WHAT IS NEEDED:
Each line holding the word "will" must appear in the answer, copied from the entries.

DATA EXTRACT:

PR #1634, opened 2026-05-27
[k2] fix f$_microtime_string function

Shamzik:
Use system_clock instead of high_resolution_clock


DrDet (changes requested):
Let's add tests for it

DrDet (approved):

PR #1635, opened 2026-06-15
[k2] rpc client API

T-y-c-o-o-n:
- added functions for rpc client API in k2 header: `k2_rpc_send_request`, `k2_rpc_get_response_size`, `k2_rpc_fetch_response`.
- added new K2 descriptor type: rpc-query. `k2_stream_status` accepts this descriptor. `k2_take_update` returns update on this descriptor.
- built-in functions `f$rpc_send_requests` and `f$rpc_send_typed_query_requests` uses new rpc client API instead of streams.


runtime-light/stdlib/rpc/rpc-api.cpp
```diff
@@ -273,86 +355,41 @@ kphp::coro::task<class_instance<C$VK$TL$RpcResponse>> typed_rpc_tl_query_result_
...
-    const vk::final_action finalizer{[&tl_storer, &rpc_server_instance_st] noexcept {
-      if (tl_storer.capacity() > rpc_server_instance_st.tl_storer.capacity()) {
-        std::swap(tl_storer, rpc_server_instance_st.tl_storer);
-      }
-    }};
-
-    // prepare and send RPC request
-    // 'request_buf' will look like this:
-    //    [ RpcExtraHeaders (optional) ] [ payload ]
-    if (const auto& [opt_new_extra_header, cur_extra_header_size]{kphp::rpc::regularize_extra_headers(tl_storer.view(), ignore_answer)}; opt_new_extra_header) {
```
T-y-c-o-o-n, line 301: В новом коде  нет вызова `regularize_extra_headers(...)`

runtime-light/stdlib/rpc/rpc-queue-functions.h
```diff
@@ -18,20 +18,27 @@
...
+    co_await m_scheduler.poll(request_info.rpc_d, kphp::coro::poll_op::read, timeout);
     co_return request_id;
   }};
 
   auto& rpc_client_instance_st{RpcClientInstanceState::get()};
 
-  const auto it_awaiter_task{rpc_client_instance_st.response_awaiter_tasks.find(request_id)};
-  if (it_awaiter_task == rpc_client_instance_st.response_awaiter_tasks.end()) [[unlikely]] {
-    kphp::log::warning("could not find rpc query with id {} in pending queries", queue_id);
+  const auto it_rpc_request_info{rpc_client_instance_st.rpc_requests_infos.find(request_id)};
```
T-y-c-o-o-n: кажется, это не будет работать для ignore_answer запросов (если для них, вообще, вызывается `rpc_queue_push`)

builtin-functions/kphp-light/stdlib/rpc.txt
```diff
@@ -40,15 +40,15 @@ final class KphpRpcRequestsExtraInfo {
     public function get ();
 }
 
-/** @kphp-extern-func-info interruptible */
+/** @kphp-extern-func-info */
```
apolyakov: We can completely remove this now

runtime-light/k2-platform/k2-header.h
```diff
@@ -316,6 +309,37 @@ int32_t k2_unlink(const char* path, size_t path_len);
  */
 int32_t k2_component_access(size_t name_len, const char* name);
 
+/**
+ * Try to send rpc request. If case of success write descriptor of rpc request to `rpc_d`, otherwise return `errno` != 0.
+ * which should be later used to call `k2_rpc_fetch_response`.
```
apolyakov: nit: fix grammar

runtime-light/k2-platform/k2-header.h
```diff
@@ -316,6 +309,37 @@ int32_t k2_unlink(const char* path, size_t path_len);
...
+ *
+ * @return return `0` on success. libc-like `errno` otherwise
+ *
+ * Possible `errno` values:
+ * `EAI_MEMORY` => max descriptors count achieved
+ * `EINVAL` => invalid `actor_name` or request, or connection pool is empty for this actor.
+ */
+int32_t k2_rpc_send_request(const char* actor_name, size_t actor_name_len, const void* request_ptr, size_t request_size, uint64_t* rpc_d);
```
apolyakov: 1. Maybe rename to `k2_rpc_send`?
2. Do we really need `actor_name`? Can't we just use something like `int64_t actor_id`?
3. Shoudn't we consider multiple RPC implementations here, e.g. `TL RPC`, `gRPC` etc?

runtime-light/k2-platform/k2-header.h
```diff
@@ -316,6 +309,37 @@ int32_t k2_unlink(const char* path, size_t path_len);
...
+
+/**
+ * Get response size for corresponding request of this `rpc_d`. Write 0 to `response_size` if response is not ready.
+ * Write response size value to `response_size` when response is ready.
```
apolyakov: `when response is ready` => `if response is ready`

runtime-light/k2-platform/k2-header.h
```diff
@@ -316,6 +309,37 @@ int32_t k2_unlink(const char* path, size_t path_len);
...
+ *
+ * @return return `0` on success. libc-like `errno` otherwise
+ *
+ * `EINVAL` => invalid `rpc_d` descriptor, for example, it is unknown descriptor, or not rpc descriptor.
```
apolyakov, line 461: Let's add something like ` * Possible errno values:
`

runtime-light/k2-platform/k2-header.h
```diff
@@ -316,6 +309,37 @@ int32_t k2_unlink(const char* path, size_t path_len);
...
+ */
+int32_t k2_rpc_get_response_size(uint64_t rpc_d, size_t* response_size);
+
+/**
+ * Write response for corresponding request of this `rpc_d` to `buf`. Does nothing if response is not ready.
```
apolyakov: IMO it's a bad design choice to have this function do nothing in case a response is not ready yet. We need to indicate this case explicitly

runtime-light/stdlib/rpc/rpc-api.cpp
```diff
@@ -111,79 +112,107 @@ class_instance<RpcTlQuery> store_function(const mixed& tl_object) noexcept {
...
 
     RpcClientInstanceState::get().response_fetcher_instances.emplace(query_info.id, std::move(rpc_tl_query));
   }
-  co_return query_info;
+  return query_info;
 }
 
+namespace {
+
+static std::expected<string, std::pair<int, string>> get_rpc_response(int64_t query_id, k2::descriptor rpc_d, bool collect_responses_extra_info) {
```
apolyakov: 1. We use sized integral types in `runtime-light`
2. We definitely need an RAII-like type for the RPC descriptor to prevent leaks that cause the instance to hang.
3. No need for `static` in anonymous namespace inside a `cpp` file

runtime-light/stdlib/rpc/rpc-api.cpp
```diff
@@ -111,79 +112,107 @@ class_instance<RpcTlQuery> store_function(const mixed& tl_object) noexcept {
...
+  std::expected<size_t, int32_t> first_response_size{k2::rpc_get_response_size(rpc_d)};
+  if (!first_response_size) {
+    return std::unexpected{std::make_pair(TL_ERROR_INTERNAL, string{"error fetching rpc response"})};
+  }
+  string response{reinterpret_cast<char*>(k2::alloc(*first_response_size)), static_cast<string::size_type>(*first_response_size)};
```
apolyakov: Looks like we can have a single buffer for RPC response to reuse

runtime-light/stdlib/rpc/rpc-api.cpp
```diff
@@ -196,8 +225,34 @@ kphp::coro::task<array<mixed>> rpc_tl_query_result_one_impl(int64_t query_id) no
...
+  std::optional<string> opt_response{std::nullopt};
+
+  kphp::log::assertion(opt_rpc_request_info.has_value());
+  auto rpc_request_info{*opt_rpc_request_info};
+  k2::TimePoint now_instant{};
+  k2::instant(std::addressof(now_instant));
+  std::chrono::nanoseconds now_ns{now_instant.time_point_ns};
+  std::chrono::nanoseconds timeout{rpc_request_info.deadline - now_ns};
+  kphp::coro::io_scheduler& m_scheduler{kphp::coro::io_scheduler::get()};
+  switch (co_await m_scheduler.poll(rpc_request_info.rpc_d, kphp::coro::poll_op::read, timeout)) {
```
apolyakov: It's quite hard to understand what's going on here. Can you please make it more human readable? For example, I think we don't need to directly use the scheduler's API here

runtime-light/stdlib/rpc/rpc-api.cpp
```diff
@@ -196,8 +225,34 @@ kphp::coro::task<array<mixed>> rpc_tl_query_result_one_impl(int64_t query_id) no
...
-  kphp::log::assertion(opt_awaiter_task.has_value());
-  auto opt_response{co_await kphp::forks::id_managed(*std::exchange(opt_awaiter_task, std::nullopt))};
+  std::optional<string> opt_response{std::nullopt};
+
+  kphp::log::assertion(opt_rpc_request_info.has_value());
+  auto rpc_request_info{*opt_rpc_request_info};
+  k2::TimePoint now_instant{};
+  k2::instant(std::addressof(now_instant));
+  std::chrono::nanoseconds now_ns{now_instant.time_point_ns};
+  std::chrono::nanoseconds timeout{rpc_request_info.deadline - now_ns};
```
apolyakov: What will happen if nobody will fetch response? I'm afraid we might hang in this case

apolyakov (changes requested):

runtime-light/k2-platform/k2-header.h
T-y-c-o-o-n: fixed

runtime-light/k2-platform/k2-header.h
T-y-c-o-o-n: added

builtin-functions/kphp-light/stdlib/rpc.txt
T-y-c-o-o-n: removed

runtime-light/k2-platform/k2-header.h
T-y-c-o-o-n: 1. renamed
2. some clusters have equal actor_id and can be identified only by actor_name or ip:port (for example, "config", "mc_local", "statshouse", "dolphin" all have actor_id=0). So we must either pass rpc connection (like in old runtime) or pass some identifier (like actor name), wich can be mapped to actor_id and ip:port or connection pool.
3. added RpcKind enum

runtime-light/k2-platform/k2-header.h
T-y-c-o-o-n: fixed

runtime-light/stdlib/rpc/rpc-api.cpp
T-y-c-o-o-n: 1. replaced int with int32_t
2. Encaplusated all k2-rpc-api logic into `kphp::rpc::query_handle` class
3. removed

runtime-light/stdlib/rpc/rpc-api.cpp
T-y-c-o-o-n: Tried to refactor and improve code readability:
- k2-rpc-api logic refactored to separate `kphp::rpc::query_handle` class
- time juggling moved to util functions

runtime-light/k2-platform/k2-header.h
T-y-c-o-o-n: Now k2_rpc_get_response_size and k2_rpc_fetch_response return `EAGAIN`, if response is not ready

runtime-light/k2-platform/k2-header.h
```diff
@@ -316,6 +320,42 @@ int32_t k2_unlink(const char* path, size_t path_len);
...
+ * Try to send rpc request. In case of success write descriptor of rpc request to `rpc_d`, otherwise return `errno` != 0,
+ * which should be later used to call `k2_rpc_fetch_response`.
+ *
+ * @return return `0` on success. libc-like `errno` otherwise
+ *
+ * Possible `errno` values:
+ * `EAI_MEMORY` => max descriptors count achieved
+ * `EINVAL` => invalid `actor_name` or request, or connection pool is empty for this actor.
+ */
+int32_t k2_rpc_send(const char* actor_name, size_t actor_name_len, const void* request_ptr, size_t request_size, enum RpcKind rpc_kind, uint64_t* rpc_d);
```
apolyakov: Let's do either:

- rename `k2_rpc_send` -> `k2_rpc_send_request`
- rename `k2_rpc_fetch_response` -> `k2_rpc_fetch`, `k2_rpc_get_response_size` -> `k2_rpc_response_size`

runtime-light/k2-platform/k2-api.h
```diff
@@ -210,6 +210,30 @@ inline int32_t component_access(std::string_view component_name) noexcept {
   return k2_component_access(component_name.size(), component_name.data());
 }
 
+inline std::expected<uint64_t, int32_t> rpc_send_request(std::string_view actor_name, std::span<const std::byte> request_buffer) noexcept {
```
apolyakov: - we have `k2::descriptor` type that should be used here instead of `uint64_t`
- shouldn't we add `rpc_kind` parameter?

runtime-light/stdlib/time/util.h
apolyakov, line 1: Let's put these functions to `kphp::time` namespace and name them like `kphp::time::remaining` and `kphp::time::expires_at`.

P.S. we try to not introduce `util` as it leads to a bunch of disparate functionality.

T-y-c-o-o-n: Done

runtime-light/k2-platform/k2-api.h
T-y-c-o-o-n: Done both

runtime-light/k2-platform/k2-header.h
T-y-c-o-o-n: I've chosen first variant

runtime-light/k2-platform/k2-header.h
```diff
@@ -316,6 +320,42 @@ int32_t k2_unlink(const char* path, size_t path_len);
...
+ *
+ * Possible `errno` values:
+ * `EINVAL` => invalid `rpc_d` descriptor, for example, it is unknown descriptor, or not rpc descriptor.
+ * `EAGAIN` => response is not ready yet.
+ */
+int32_t k2_rpc_get_response_size(uint64_t rpc_d, size_t* response_size);
+
+/**
+ * Write response for corresponding request of this `rpc_d` to `buf`. Return `EAGAIN` if response is not ready.
+ * If `buf_size` < response size, then write first `buf_size` bytes of response to `buf`.
```
apolyakov: I think it's pointless to write first `buf_size` bytes unless the next call to `k2_rpc_fetch_response` writes second `buf_size` bytes

runtime-light/k2-platform/k2-api.h
```diff
@@ -210,6 +212,31 @@ inline int32_t component_access(std::string_view component_name) noexcept {
   return k2_component_access(component_name.size(), component_name.data());
 }
 
+inline std::expected<k2::descriptor, int32_t> rpc_send_request(std::string_view actor_name, std::span<const std::byte> request_buffer,
+                                                               RpcKind rpc_kind) noexcept {
```
apolyakov: nit: it's better to use qualified name `k2::RpcKind`

runtime-light/stdlib/rpc/rpc-client-state.h
apolyakov: Looks like it's unused now

runtime-light/stdlib/rpc/rpc-client-state.h
```diff
@@ -16,18 +16,19 @@
...
+#include "runtime-light/stdlib/rpc/rpc-query-handle.h"
 #include "runtime-light/stdlib/rpc/rpc-tl-defs.h"
 #include "runtime-light/stdlib/rpc/rpc-tl-query.h"
 
 struct RpcClientInstanceState final : private vk::not_copyable {
   CurrentTlQuery current_client_query{};
   int64_t current_query_id{kphp::rpc::VALID_QUERY_ID_RANGE_START};
 
+  kphp::stl::unordered_map<int64_t, kphp::rpc::query_handle, kphp::memory::script_allocator> rpc_query_handles;
   kphp::stl::unordered_map<int64_t, kphp::coro::shared_task<std::optional<string>>, kphp::memory::script_allocator> response_awaiter_tasks;
```
apolyakov: Looks like it's unused now

runtime-light/stdlib/rpc/rpc-query.h
```diff
@@ -0,0 +1,116 @@
+// Compiler for PHP (aka KPHP)
+// Copyright (c) 2026 LLC «V Kontakte»
+// Distributed under the GPL v3 License, see LICENSE.notice.txt
+
+#pragma once
+
+#include <chrono>
```
apolyakov, line 7: Could you please run and check `clangd` diagnostics? There are 5 warnings and errors in these includes

runtime-light/stdlib/rpc/rpc-query-handle.h
```diff
@@ -0,0 +1,116 @@
...
+#include "runtime-light/coroutine/task.h"
+#include "runtime-light/k2-platform/k2-api.h"
+#include "runtime-light/stdlib/diagnostics/logs.h"
+#include "runtime-light/stdlib/rpc/rpc-client-state.h"
+#include "runtime-light/stdlib/time/time-functions.h"
+
+namespace kphp::rpc {
+
+class query_handle {
+  k2::descriptor rpc_d{k2::INVALID_PLATFORM_DESCRIPTOR};
```
apolyakov: nit:

- we prefer `m_` prefix for members
- we prefer meaningful names, e.g. `m_descriptor` instead of `rpc_d`. We already know we work with `rpc::query_handle` so it's useless to repeat `rpc` one more time

runtime-light/stdlib/rpc/rpc-query-handle.h
```diff
@@ -0,0 +1,116 @@
...
+  int64_t query_id;
+  std::chrono::nanoseconds deadline{};
+  bool collect_responses_extra_info{false};
+
+public:
+  query_handle() = delete;
+
+  query_handle(k2::descriptor _rpc_d, int64_t _query_id, std::chrono::nanoseconds _deadline, bool _collect_responses_extra_info) noexcept
```
apolyakov: Let's use `Rust`-like pattern for constructors to check `query_handle`'s invariants.

runtime-light/stdlib/rpc/rpc-query-handle.h
```diff
@@ -0,0 +1,116 @@
...
+      : rpc_d{_rpc_d},
+        query_id{_query_id},
+        deadline{_deadline},
+        collect_responses_extra_info{_collect_responses_extra_info} {}
+
+  query_handle(query_handle&& other) noexcept
+      : rpc_d{std::exchange(other.rpc_d, k2::INVALID_PLATFORM_DESCRIPTOR)},
+        query_id{other.query_id},
```
apolyakov: It might be worth it to reset `other.query_id` here

runtime-light/stdlib/rpc/rpc-query-handle.h
```diff
@@ -0,0 +1,116 @@
...
+      collect_responses_extra_info = other.collect_responses_extra_info;
+    }
+    return *this;
+  }
+
+  query_handle(const query_handle& other) = delete;
+
+  query_handle& operator=(const query_handle& other) = delete;
+
+  ~query_handle() noexcept {
```
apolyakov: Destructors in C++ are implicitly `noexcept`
PR #1642, opened 2026-06-29
add php_code_commit_hash

Shamzik:
This PR adds new kphp option which can be used to specify php code commit hash

### DIFF
--- a/compiler/code-gen/files/init-scripts.cpp
+++ b/compiler/code-gen/files/init-scripts.cpp
@@ -5,7 +5,10 @@
 #include "compiler/code-gen/files/init-scripts.h"
 
 #include <chrono>
+#include <cstdint>
 #include <string>
+
+#include "common/algorithms/string-algorithms.h"
 
 #include "compiler/code-gen/common.h"
 #include "compiler/code-gen/const-globals-batched-mem.h"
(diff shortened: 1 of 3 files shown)


compiler/code-gen/files/init-scripts.cpp
```diff
@@ -5,8 +5,11 @@
 #include "compiler/code-gen/files/init-scripts.h"
 
 #include <chrono>
+#include <cstdint>
 #include <string>
 
+#include "common/algorithms/string-algorithms.h"
```
apolyakov, line 11: No need to empty line between `#include "common/..."` and `#include "compiler/..."`

compiler/code-gen/files/init-scripts.cpp
```diff
@@ -297,6 +300,7 @@ void CppMainFile::compile(CodeGenerator &W) const {
 
 void ComponentInfoFile::compile(CodeGenerator &W) const {
   kphp_assert(G->is_output_mode_k2());
+  kphp_assert(G->settings().php_code_commit_hash.get().size() == 40);
```
apolyakov: It looks weird that the compiler crashes in case of "invalid" commit hash

apolyakov (dismissed):

compiler/code-gen/files/init-scripts.cpp
Shamzik: fixed

compiler/code-gen/files/init-scripts.cpp
Shamzik: take first 40 instead

astrophysik (approved):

ANSWER SPACE:
-    // 'request_buf' will look like this:
apolyakov: What will happen if nobody will fetch response? I'm afraid we might hang in this case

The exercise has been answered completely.